PR #390, opened 2022-02-01
feat: "Get ICPs" UI and <Input /> component

peterpeterparker:
# Motivation

Init the testnet only feature "Get ICPs" and create an `<Input />` component that can be use across the app.

# Changes

- new `<Input />` component 
- "Get ICPs" component that is only rendered if `testnet`
- implement a `<form />` for the first time
- modify rollup config to use and replace `process.env.DEPLOY_ENV` in code
- implement a cheap ripple styling effect for button
- style globally buttons to spare reused CSS code
- new style definition for any "blue" buttons
- add a type definition for input event

# Note

No test are provided for the `<GetICPs />` component because it has a testnet only purpose. On the contrary a test was added to the `<Header />` to check that with default build config the component is not rendered.

"Get ICPs" feature itself will be implemented in separate PR(s).


frontend/svelte/src/global.d.ts
```diff
@@ -1 +1,5 @@
 /// <reference types="svelte" />
+
+type InputEventHandler = Event & {
```
nmattia, line 3: (noob question) what is this?

frontend/svelte/src/lib/components/GetICPs.svelte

──────────────────────────────

* Instructions to follow:
Without skipping a line, retype the full listing.

* Output for this task:
PR #390, opened 2022-02-01
feat: "Get ICPs" UI and <Input /> component

peterpeterparker:
# Motivation

Init the testnet only feature "Get ICPs" and create an `<Input />` component that can be use across the app.

# Changes

- new `<Input />` component 
- "Get ICPs" component that is only rendered if `testnet`
- implement a `<form />` for the first time
- modify rollup config to use and replace `process.env.DEPLOY_ENV` in code
- implement a cheap ripple styling effect for button
- style globally buttons to spare reused CSS code
- new style definition for any "blue" buttons
- add a type definition for input event

# Note

No test are provided for the `<GetICPs />` component because it has a testnet only purpose. On the contrary a test was added to the `<Header />` to check that with default build config the component is not rendered.

"Get ICPs" feature itself will be implemented in separate PR(s).


frontend/svelte/src/global.d.ts
```diff
@@ -1 +1,5 @@
 /// <reference types="svelte" />
+
+type InputEventHandler = Event & {
```
nmattia, line 3: (noob question) what is this?

frontend/svelte/src/lib/components/GetICPs.svelte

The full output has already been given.